Chris Harman

Car industry

Protect jobs at Chrysler

(September 1978)

From Socialist Review, No. 5, September 1978, pp. 2–4.
Transcribed & marked up by Einde O’Callaghan for the Marxists’ Internet Archive.

Much of the comment by the British left on the takeover of Chrysler-Europe by Peugeot-Citroen has naturally focussed on the ‘multinational’ aspect of it. The job of thousands of workers in Coventry and Glasgow depend upon the outcome of a secret deal between Detroit and Paris.

The ‘planning agreements’ and ‘participation’ schemes that management, union officials and convenors claimed will guarantee jobs, have proved to be worthless because they in no way control the machinations of international big business.

At one level the argument is harmless enough. It gets across in a very direct way the futility of class collaboration, the unbridgeable gap that separates those who make decisions from those who suffer from them.

But there is a conclusion that is often drawn from this argument – by much of the’ ‘broad left’ – that is very dangerous. They argue that the way to deal with such ‘multinational’ machinations is to urge bodies like the Natural Enterprise Board to intervene, to build up a national car industry to fight the multinationals. On this basis, it is claimed, an ‘alternative economic policy’ can be developed to protect jobs and conditions.

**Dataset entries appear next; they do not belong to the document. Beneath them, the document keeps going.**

PR #19875, opened 2025-09-12
[ntuple] Remove type name from public field constructors

jblomer:
Several RFieldBase descendants still allow for passing the type name in a public constructor. This is dangerous as it potentially allows to write arbitrary type names to disk. Remove / rework these constructors.

### DIFF
--- a/tree/ntuple/inc/ROOT/RField/RFieldProxiedCollection.hxx
+++ b/tree/ntuple/inc/ROOT/RField/RFieldProxiedCollection.hxx
@@ -281,7 +281,13 @@ public:
 /// The generic field for a `std::map<KeyType, ValueType>` and `std::unordered_map<KeyType, ValueType>`
 class RMapField : public RProxiedCollectionField {
 public:
-   RMapField(std::string_view fieldName, std::string_view typeName, std::unique_ptr<RFieldBase> itemField);
+   enum class EMapType {
+      kMap,
+      kUnorderedMap,
+      kMultiMap,
+      kUnorderedMultiMap
+   };
+   RMapField(std::string_view fieldName, EMapType mapType, std::unique_ptr<RFieldBase> itemField);
    RMapField(RMapField &&other) = default;
    RMapField &operator=(RMapField &&other) = default;
    ~RMapField() override = default;
@@ -296,7 +302,7 @@ public:
    }
 
    explicit RField(std::string_view name)
-      : RMapField(name, TypeName(), std::make_unique<RField<std::pair<KeyT, ValueT>>>("_0"))
+      : RMapField(name, EMapType::kMap, std::make_unique<RField<std::pair<KeyT, ValueT>>>("_0"))
    {
    }
    RField(RField &&other) = default;
@@ -313,7 +319,7 @@ public:
    }
 
    explicit RField(std::string_view name)
-      : RMapField(name, TypeName(), std::make_unique<RField<std::pair<KeyT, ValueT>>>("_0"))
+      : RMapField(name, EMapType::kUnorderedMap, std::make_unique<RField<std::pair<KeyT, ValueT>>>("_0"))
    {
    }
    RField(RField &&other) = default;
@@ -330,7 +336,7 @@ public:
    }
 
    explicit RField(std::string_view name)
-      : RMapField(name, TypeName(), std::make_unique<RField<std::pair<KeyT, ValueT>>>("_0"))
+      : RMapField(name, EMapType::kMultiMap, std::make_unique<RField<std::pair<KeyT, ValueT>>>("_0"))
    {
    }
    RField(RField &&other) = default;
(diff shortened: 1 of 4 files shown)


tree/ntuple/src/RField.cxx
```diff
@@ -761,9 +761,10 @@ void ROOT::RBitsetField::AcceptVisitor(ROOT::Detail::RFieldVisitor &visitor) con
 
 //------------------------------------------------------------------------------
 
-ROOT::RNullableField::RNullableField(std::string_view fieldName, std::string_view typeName,
+ROOT::RNullableField::RNullableField(std::string_view fieldName, const std::string &typePrefix,
                                      std::unique_ptr<RFieldBase> itemField)
-   : ROOT::RFieldBase(fieldName, typeName, ROOT::ENTupleStructure::kCollection, false /* isSimple */)
+   : ROOT::RFieldBase(fieldName, typePrefix + "<" + itemField->GetTypeName() + ">", ROOT::ENTupleStructure::kCollection,
```
pcanal, line 766: As implied by:
> This is dangerous as it potentially allows to write arbitrary type names to disk.

doesn't the 'prefix' then also need to be normalized?  (At least here) wasn't the 'real' issue that the 2 types (`typeName` and the one derived from `itemField->GetTypeName()` being potentially different?

tree/ntuple/inc/ROOT/RField/RFieldProxiedCollection.hxx
```diff
@@ -365,7 +368,13 @@ public:
 /// The generic field for a `std::set<Type>` and `std::unordered_set<Type>`
 class RSetField : public RProxiedCollectionField {
 public:
-   RSetField(std::string_view fieldName, std::string_view typeName, std::unique_ptr<RFieldBase> itemField);
+   enum class ESetType {
+      kSet,
+      kUnorderedSet,
+      kMultiSet,
+      kUnorderedMultiSet
```
pcanal, line 375: Is this enum set limited to the actual STL collection?  How is a proxied map-like collection handled?

tree/ntuple/src/RField.cxx
jblomer: No, because the constructor that accepts a prefix is protected. I could have used the full type name instead of the type prefix approach. The reason I didn't is that the code calling this constructor would then both get the type name from the item field _and_ move the item field to the base class. And doing both these things in a single call is illegal.

tree/ntuple/inc/ROOT/RField/RFieldProxiedCollection.hxx
jblomer: A custom collection proxy is not created via `R[Set|Map]Field` but through their base class `RProxiedCollectionField`. This base class accepts a type name but it validates it though `TClass`. So arguably for `RSetField` / `RMapField` the situation was not quite that bad...

tree/ntuple/src/RField.cxx
pcanal: Wasn't the previous constructor also protected?

tree/ntuple/src/RFieldMeta.cxx
```diff
@@ -703,8 +708,11 @@ ROOT::RProxiedCollectionField::RProxiedCollectionField(std::string_view fieldNam
 std::unique_ptr<ROOT::RFieldBase> ROOT::RProxiedCollectionField::CloneImpl(std::string_view newName) const
 {
    auto newItemField = fSubfields[0]->Clone(fSubfields[0]->GetFieldName());
-   return std::unique_ptr<RProxiedCollectionField>(
-      new RProxiedCollectionField(newName, GetTypeName(), std::move(newItemField)));
+   auto clone =
+      std::unique_ptr<RProxiedCollectionField>(new RProxiedCollectionField(newName, fProxy->GetCollectionClass()));
```
hahnjo, line 730: While you are modifying the line, maybe use `std::make_unique`?

hahnjo (commented):
In principle LGTM. It smells a bit that we have to repeat the field type names in a number of places and sometimes passed through `TClass`, but I don't have a better proposal for the moment. See also question by Philippe regarding the constructor of `RNullableField`.

tree/ntuple/src/RFieldMeta.cxx
jblomer: This constructor of `RProxiedCollectionField` is protected.

tree/ntuple/src/RField.cxx
jblomer: Yes, the problem was not with `RNullableField` but with its descendants `ROptionalField` and `RUniquePtrField` that do have a public constructor.

hahnjo (approved):

tree/ntuple/src/RField.cxx
jblomer: Can this be resolved?

jblomer: @pcanal ping

jblomer: Resolving, please feel free to open a new issue if there are still questions.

But the case of Peugeot-Citroen does nof justify this conclusion. Because what is involved is not just a ‘multinational’ operation, but above all an attempt by French big business and government circles – to protect a ‘national’ car industry against the already existing multinationals.

A dozen years ago its seemed that the French car firms were going to fall, one by one, into the embrace of more powerful foreign concerns. All of de Gaulle’s nationalist rhetoric could not prevent Chrysler’s absorption of Simca, or the buying by the Italian giant FIAT of a powerful minority holding in Citroen.

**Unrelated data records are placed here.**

PR #19877, opened 2025-09-12
[ntuple] cache number of entries in reader

jblomer:
Follow up of #19763

### DIFF
--- a/tree/ntuple/inc/ROOT/RNTupleReader.hxx
+++ b/tree/ntuple/inc/ROOT/RNTupleReader.hxx
@@ -82,6 +82,8 @@ private:
    /// Retrieving descriptor data from an RNTupleReader is supposed to be for testing and information purposes,
    /// not on a hot code path.
    std::optional<ROOT::RNTupleDescriptor> fCachedDescriptor;
+   /// We know that the RNTupleReader is always reading a single RNTuple, so the number of entries is fixed.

It seemed that the time could not be far off where the pattern in France would be similar to that in Britain, with a solitary all-French (nationalised) company, Renault, surrounded by branches of foreign-based multinationals.

But measures were taken to obstruct the trend. State funds were already being used to maintain the expansion of Renault, regardless of considerations of mere profitability. So in the ‘70s, while car output in Germany stagnated, and declined in Britain and Italy, it rose steadily in France. Ten years ago French and British car output were roughly the same: today French output is double British.

Bailed out

Then the merger of Citroen and FIAT collapsed. During the oil crisis of 1973–4, Citroen faced very much the same problems as British Leyland. It was bailed out, by the French state on the one hand and the aggressively private capitalist Peugeot family on the other. A merger with Peugeot was masterminded by a new recruit to Peugeot’s top management, a top civil servant who had previously been a government nominee to the board of Renault; it was lubricated by a £115 million government loan.

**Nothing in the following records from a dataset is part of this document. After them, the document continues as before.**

PR #19881, opened 2025-09-15
[roottest] use cmake for cling tests [part 1]

linev:
1. Convert cling/template and cling/reflex to cmake
2. Remove tests which not run with Makefile and cannot be run - while Cintex was removed
3. Remove unused Makefile and .rootrc files
4. Do not copy macros to build directory - they can run from source dir as well


roottest/cling/reflex/CMakeLists.txt
```diff
@@ -1,7 +1,41 @@
...
-# define a CTest test that calls 'make' in ${CMAKE_CURRENT_SOURCE_DIR}
-#
-#-------------------------------------------------------------------------------
-ROOTTEST_ADD_OLDTEST(LABELS longtest)
+ROOTTEST_GENERATE_REFLEX_DICTIONARY(classVersion
+                                    classVersion.h
+                                    SELECTION classVersion_selection.xml
+                                    FIXTURES_SETUP cling-reflex-classVersion-fixture)
+
+# test fail on Windows - with warning:  no dictionary for class WithClassVersion is available
```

The merged company was highly successful in the French market, surging well ahead of Chrysler-Simca and just overtaking Renault. By European standards it was a big company – nearly on a par with Volkswagen and Ford Europe and with twice the output of British Leyland. But that left its scale of operations well down in the Second Division when contrasted with the world-wide output of the American and Japanese firms.

Above all it lacked the penumbra of overseas subsidiaries which make it so easy for the US firms to gobble up foreign markets.

The takeover of Chrysler Europe provides the final, crowning glory for French capital’s car dreams. At a stroke it will have broken through on several fronts. The absorption of Chrysler-France into the French company will mean that American capital no longer has any foothold at all in French car production.

The French firm will gain production facilities in Britain, and will push itself into second place, behind SEAT, in Spain. This in addition to Peugeot-Citroen’s existing plans to produce cars in Rumania and transmissions in East Germany, its supply of knocked down parts to Iran, and its 15% stake in Mitsubushi. Its agreement with Chrysler US provides it with easier access to the US market. And, above all, the firm emerges as the only one in Europe comparable in size with the American and Japanese giants. Effectively, French capital has warded off the threat from foreign based multinationals by building up a French based multinational.

The story may not end with the merger. Despite the apparent incompatibility of the nationalised Renault and the staunchly private Peugeot collaboration exists between them. After all, Peugeot and Renault have had an agreement for sharing components for ten years: according to the Sunday Times ‘their most vigorously competing models share the same engines, gear boxes and transmissions’.

In any case the ramifications for the other car firms in Europe will be immense. Motor production is an industry where increased size means increased competitiveness.

As the Financial Times noted earlier this year:

‘The battle (for car markets) has been going unmistakeably to the big battalions in recent years. If the trend continues, and the bigger battalions grow even bigger as they grow multinational, what place will that leave for the smaller competitiors?’

Even Ford have been shaken from complacency by the implications of the merger. As they told the press the day it was announced, ‘We were number one in Europe this morning. If this deal comes off we shall be swamped’.

Conditions are going to be very difficult for many of the much smaller fry which in Britain means, above all, British Leyland. Its output is barely a third of that of Peugeot-Citroen-Chrysler Europe. The new giant will be half as big as the entire British car industry!

However much Leyland workers accept ‘participation’ arrangements and unite with their management to raise productivity, they are likely to be in a losing race.

It only remains to be added that the coup pulled off by French capital is of no tangible benefit to the workers in the French car factories or their new British subsidiaries.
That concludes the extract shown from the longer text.